Given Indonesia’s parsimoniousness on defence expenditure, Seoul is probably also wondering whether Jakarta’s commitments to their collaboration on the KF-21 Boramae multirole fighter aircraft will hold in light of the Rafale deal, notwithstanding Indonesia’s deputy defence minister, Muhammad Herindra, recently expressing his optimism that ‘one day the KF-21 Boramae will become part of the Indonesian air defense system’.

The budget outcome and Indonesia’s defence engagement generally yet again underline the inchoateness of Jakarta’s response to Indonesia’s unfolding strategic circumstances. Like its ASEAN counterparts, the Widodo government is certainly anxious about its external environment. It is not oblivious to the specific problems China’s assertiveness poses to its UN-sanctioned exclusive economic zone off the Natuna Islands. And there’s little doubt that this is contributing to its anxieties and is the major underlying factor in its efforts to strengthen its capacity to deter territorial infringements.

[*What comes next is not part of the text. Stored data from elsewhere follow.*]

PR #7825, opened 2022-01-25
FastCopy: update to 4.0.2

CrendKing:
FastCopy is updated with a major version bump (v4). It introduces exciting features such as a command line app. It also no longer releasing a zip archive for download. Instead, there is a installer with "extraction" option. So we need to change the script a bit.

Here is my attempt. I tested locally without problem. One small question: when the manifest has "installer/script" specified, the installer file is always kept? Anyways, I explicitly remove `$dir\$fname` at the end.

### DIFF
--- a/bucket/fastcopy.json
+++ b/bucket/fastcopy.json
@@ -18,8 +18,8 @@
             "installer": {
                 "script": [
                     "Start-Process \"$dir\\$fname\" '/EXTRACT64' -Wait",
-                    "Get-ChildItem \"$dir\\FastCopy${version}_x64\" | Move-Item -Destination \"$dir\"",
-                    "Remove-Item \"$dir\\$fname\", \"$dir\\FastCopy${version}_x64\""
+                    "Get-ChildItem \"$dir\\FastCopy$version_x64\" | Move-Item -Destination \"$dir\"",
+                    "Remove-Item \"$dir\\$fname\", \"$dir\\FastCopy$version_x64\""
                 ]
             }
         },
@@ -47,6 +47,6 @@
     "persist": "FastCopy2.ini",
     "checkver": "FastCopy ver ([\\d.]+)",
     "autoupdate": {
-        "url": "https://fastcopy.jp/archive/FastCopy${version}_installer.exe"
+        "url": "https://fastcopy.jp/archive/FastCopy$version_installer.exe"
     }
 }
--- a/bucket/fastcopy.json
+++ b/bucket/fastcopy.json
@@ -27,8 +27,8 @@
             "installer": {
                 "script": [
                     "Start-Process \"$dir\\$fname\" '/EXTRACT32' -Wait",
-                    "Get-ChildItem \"$dir\\FastCopy${version}\" | Move-Item -Destination \"$dir\"",
-                    "Remove-Item \"$dir\\$fname\", \"$dir\\FastCopy${version}\""
+                    "Get-ChildItem \"$dir\\FastCopy$version\" | Move-Item -Destination \"$dir\"",
+                    "Remove-Item \"$dir\\$fname\", \"$dir\\FastCopy$version\""
                 ]
             }
         }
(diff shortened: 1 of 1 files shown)


rashil2000:
Does extraction with 7zip not work? You can also try innosetup if it doesn't.

CrendKing:
I tried [UniExtract](https://github.com/Bioruebe/UniExtract2/) and none of the extractors (I believe InnoSetup included) works.

CrendKing:
Maybe the owner would release a zip version sometime in the future and we can revert the change. But right now the old version is no longer downloadable, so I think we should update this ASAP.

CrendKing:
Also, we persist the "Log" directory, but FastCopy by default writes log to "FastCopy.log" in $dir. Should we either add that to persist as well, or just remove "Log" from persist? Do many apps persist log related stuff?

rashil2000:
Do the logs contain any user information/configuration? If not, we can remove it from persist

CrendKing:
Seems to only contain the name of operation, timestamp, list of file system objects, etc. No user config.

rashil2000:
Okay, we can remove it

CrendKing:
Removed. If this change upsets someone who archives their FastCopy logs, we can always add those back.

rashil2000:
Use `$version` instead of `${version}`

CrendKing:
> Use `$version` instead of `${version}`

You see, since we can't write something like `FastCopy$version_x64`, and the only place your comment applies is the 32bit installer script, for the sake of consistency I always brace the variables in double quoted string. The advantage is that I never need to spend that energy determining.

Updated anyways.

> Just to confirm, you have tested both 32bit and 64bit installations, right?

Yes. If you refer to that in the 32bit installation you still get a `FastEx64.dll`, that's the original's doing. Guess they hardcoded that name for loading.

rashil2000:
> > Use `$version` instead of `${version}`
> 
> You see, since we can't write something like `"FastCopy$version_x64"`, and the only place your comment applies is the 32bit installer script, for the sake of consistency I always brace the variables in double quoted string. The advantage is that I never need to spend that energy determining.
> 
> Updated anyways.

Variable substitution using `${}` does not work in Scoop. Check the action I just ran. You are using a fork where it does, but this is upstream. 

You need to replace all occurrences as suggested.

CrendKing:
Do you suggest to change the autoupdate line to `"url": "https://fastcopy.jp/archive/FastCopy$version_installer.exe"`?

rashil2000:
> Do you suggest to change the autoupdate line to `"url": "https://fastcopy.jp/archive/FastCopy$version_installer.exe"`? I guess Scoop has some magic to do replacement for that variable.

Yes, that will work.

> Should I revert the ones in the "script" part for consistency?

Use `$version` everywhere.

CrendKing:
> Use `$version` everywhere.

You 100% sure? Because if we do it verbatim, the script will fail to run. Error:
```
Get-ChildItem:
Line |
   2 |  Get-ChildItem "$dir\FastCopy$version_x64" | Move-Item -Destination "$ …
     |  ~~~~~~~~~~~~~~~~~~~~~~~~~~~~~~~~~~~~~~~~~
     | Cannot find path 'D:\Scoop\apps\fastcopy\4.0.2\FastCopy' because it does not exist.
Remove-Item:
Line |
   3 |  Remove-Item "$dir\$fname", "$dir\FastCopy$version_x64"
     |  ~~~~~~~~~~~~~~~~~~~~~~~~~~~~~~~~~~~~~~~~~~~~~~~~~~~~~~
     | Cannot find path 'D:\Scoop\apps\fastcopy\4.0.2\FastCopy' because it does not exist.
```
I updated it anyways. Please run a test yourself and change it if necessary. Thanks!

rashil2000:
A proper and robust way to handle this would be capturing the directory name first, using a variable.

```pwsh
$fc_name = Get-Item "$dir\FastCopy*"
Get-ChildItem $fc_name | Move-Item -Destination "$dir"
Remove-Item "$dir\$fname", $fc_name
```

This way, you don't have to worry about versions.

CrendKing:
Your code wouldn't work as-is, because the downloaded filename also starts with `FastCopy`, thus `Get-Item` will pick that file up. I used `Get-ChildItem -Directory` to work around it.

Yet, unlike some of its ASEAN partners, and certainly the likes of neighbours such as Australia, the Widodo government (with the possible exception of Prabowo) gives no indication that it sees a serious and urgent external threat to its sovereignty or scope for independent action—or, to the extent it does, that it is prepared urgently to make the requisite investment to protect them.

Instead, its default position—at least as its foreign ministry publicly enunciates it—is essentially to blame the deterioration in the region’s strategic environment on superpower rivalry rather than the hegemonic ambitions of one of them, and to insist that ASEAN be the central element in a process of cooperation and dialogue focused on alleviating tensions and any clash of interests.

Accordingly, it avoids denouncing Beijing for any behaviour that directly violates its rights (such as incursions into its EEZ by Chinese coastguard-shepherded fishing boats or hydrographic survey vessels), enabling it to maintain its access to the development financing that Widodo prizes above all else. And it allows Widodo to divert moneys that might have been allocated to strengthening Indonesia’s weak capacity to deter external threats to other priorities.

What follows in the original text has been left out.